Recently I've come up with an idea that I've never seen anyone has used it before.

That is, to use generators as a linear flow control.

Such as you have a liner program, but sometimes you need to pause it somewhere and resume it later when some condition is met or waiting for an user input.

You don't want to make that program separate functions since it's messy and can fall into the callback hell easily. Also, that not looks linear at all!

So I came up with this monstrosity:

const next = (_=((function*() {
  // ...
})())).next.bind(_);

Essentially it's just this, but in one line:

const generator = function*() {
  // ...
}
const iterator = generator();
const next = iterator.next.bind(iterator);

What does this thing do? Let's have an example.
Such as this interactive dialog. The first time when you run next(), it will print the first dialogue, and stops at yield.

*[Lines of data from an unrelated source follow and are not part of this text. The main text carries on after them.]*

PR #2422, opened 2020-02-03
fix(validation): unnecessary constraint forcing root query type

jjangga0214:
Currently, there is a constraint that forces people to provide root query type.

However, IMHO, it's unnecessary.

Mutation-and-subscription-only GraphQL is also possible.

Therefore, I patched it, to allow queryless schema.

More fundamentally speaking, why should you restrict people's intentions?

You cannot predict every use case, as the world is a quite complex place for a limited personal experience and a single philosophy to foresee.

Give people freedom.

JUST LET PEOPLE BUILD WHAT THEY WANT.

Thanks.


Cito:
I hate to be a naysayer, but GraphQL.js has been created as a reference implementation for GraphQL, so it needs to follow the specification [which says](http://spec.graphql.org/draft/#sel-FANNDABAB0DnpX) that the type system *must* contain a query type.

IvanGoncharov:
@Cito Thanks for the support 👍 

@jjangga0214 I totally understand the frustration of being forced to add dummy field to Query type just to satisfy GraphQL specification.
That said as @Cito correctly pointed out we need to follow the spec so a way forward would be to first solve it in the spec.
Moreover, the proposal for this change is discussed here: 
https://github.com/graphql/graphql-spec/pull/631

PR #2444, opened 2020-02-08
TypeInfo-test: use proper test name

Cito:
test name has been duplicated and not adapted


IvanGoncharov:
@Cito Was really concentrated on achieving 100% coverage so I lost quality in the process.
Thanks a lot 👍

Cito:
It's always great to have complete test coverage, thanks for your effort to reach that.

PR #2449, opened 2020-02-08
add full unicode support

andimarek:
This is the complementary implementation for the proposed spec change https://github.com/graphql/graphql-spec/issues/687.

Most notably full unicode is already supported today, albeit without having explicit tests for it. (It is fully supported because the lexer never checks that the actual unicode code point is <=0xFFFF as required by the spec)

The only new code that is added is the verification of the surrogate pairs. The current implementation allows for invalid surrogate pairs.


andimarek:
@IvanGoncharov could you have look at the failing coverage tests and give me hint how to fix them? thanks

acao:
@andimarek I think it wants you to add a test case for this exception:

https://codecov.io/gh/graphql/graphql-js/compare/f662f95931153db2c0d36659f2a4da4bfbf70c94...b437de925a0729f24e995d5ee5a84ae334ae7dd5/diff#D1-569

andimarek:
thanks a lot @acao for the hint  👍 ... now the build is green.

leebyron:
I just updated this to reflect the latest changes in https://github.com/graphql/graphql-spec/pull/849/

  * Requires surrogate pairs, regardless of if they are escaped
  * Support braced unicode escapes
  * Improved error messages with more tests

src/language/__tests__/lexer-test.js
```diff
@@ -262,6 +262,95 @@ describe('Lexer', () => {
...
+      },
+    );
+
+    expect(
+      lexOne('"string with unicode escape outside BMP \\u{1F600}"'),
+    ).to.contain({
+      kind: TokenKind.STRING,
+      start: 0,
+      end: 50,
+      value: 'string with unicode escape outside BMP 😀',
```
IvanGoncharov, line 281: I don't trust Unicode symbols in tests, because you can't visually inspect that codes are matching.
Can we use JS escape sequences instead?

IvanGoncharov: Actually, I wrote a simple ESLint rule to find non-ASCII characters in #3053
And discovered that my editor (NeoVim) use strange encoding for ⏱️ emoji:
image

PR #2451, opened 2020-02-10
fix: use babel-plugin-transform-require-extensions

arlac77:
use _babel-plugin-transform-require-extensions_ to generate fully qualified (with file name extension) imports


IvanGoncharov:
@arlac77 Thanks for PR 👍 
But it's already fixed in #2379 and I working to release it today.

PR #2459, opened 2020-02-17
suggestionList: Speed up 

IvanGoncharov:
It becomes almost 2.5 times faster:
image


IvanGoncharov:
Update: after I cleaned it a bit it became almost 3x faster:
image

acao:
very nice! codecov just wants the other condition tested on line 126 it looks like:
https://codecov.io/gh/graphql/graphql-js/compare/8152fb61d13d5a66e81f74a2fa942a2df77d61a6...d9ce66c40a9360b5ff5266fb8462f0aa19cc56c6/diff#D1-126

acao:
much easier to comprehend now, too

PR #4740, opened 2026-05-14
refactor: export enums as module namespaces

yaacovCR:
TypeKind and DirectiveLocation now use the same representation as Kind: each enum member is a standalone ESM export with a matching type export, re-exported through a module namespace.

This preserves the public TypeKind.SCALAR and DirectiveLocation.FIELD access pattern while avoiding a single object literal that makes all members part of the same runtime value. For example, TypeKind.SCALAR now resolves through the SCALAR named export from typeKind_.ts, which gives bundlers a smaller unit to analyze and tree-shake.

BREAKING CHANGE: TypeKind and DirectiveLocation are now module namespace objects rather than plain object literals.

### DIFF
--- a/src/index.ts
+++ b/src/index.ts
@@ -86,8 +86,6 @@ export {
   GraphQLDeprecatedDirective,
   GraphQLSpecifiedByDirective,
   GraphQLOneOfDirective,
-  // "Enum" of Type Kinds
-  TypeKind,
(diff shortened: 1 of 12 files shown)


yaacovCR:
The optimization was originally specifically requested just for `Kind` as this was what was mostly used on the client. We'll keep it that way for now!

PR #4784, opened 2026-06-02
fix: do not copy over stack from error cause

Malien:
I've authored #4485 long time ago. Since that PR sat there for a while, I didn't get a chance to amend the design to not copy over the stack from the `cause`.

Then you call the next() function again. It starts where it was before, and print out the next dialogue. how cool is that?

const sarahStyle = 'color: orangered; margin-right: 1em;'
const yourStyle = 'color: lime; margin-right: 1em;'

const next = (_=((function*() {
  console.log('%cSarah:', sarahStyle, 'Hello, my name is Sarah. What is your name?');
  yield;

  console.log('%cYou:', yourStyle, 'Hi, my name is James. Nice to meet you.');
  yield;

  console.log('%cSarah:', sarahStyle, 'Wanna go out for a walk?');
  console.log('%cSarah:', sarahStyle, 'Since it\'s such a nice weather outside.');
  yield;

  console.log('%cYou:', yourStyle, 'Sure, why not?');
})())).next.bind(_);

next();
next();
next();

But you might ask, why not just use await like this?

console.log('%cSarah:', sarahStyle, 'Hello, my name is Sarah. What is your name?');
await somethingIsDone();
console.log('%cYou:', yourStyle, 'Hi, my name is James. Nice to meet you.');
await somethingIsDone();
console.log('%cSarah:', sarahStyle, 'Wanna go out for a walk?');
console.log('%cSarah:', sarahStyle, 'Since it\'s such a nice weather outside.');

That's a very good question.

I think the generator solution has 2 major advantages:

  1. the next() function returns a state object, which looks like this: {value: undefined, done: false}. So you can easily determine whether this flow is done or not. But for async functions, you have to get the instance of the promise first.

  2. It resumes itself by just calling the next() function again. If you're using a promise instead, you have to find a way to resolve the promise to make the flow continue, which is less straightforward.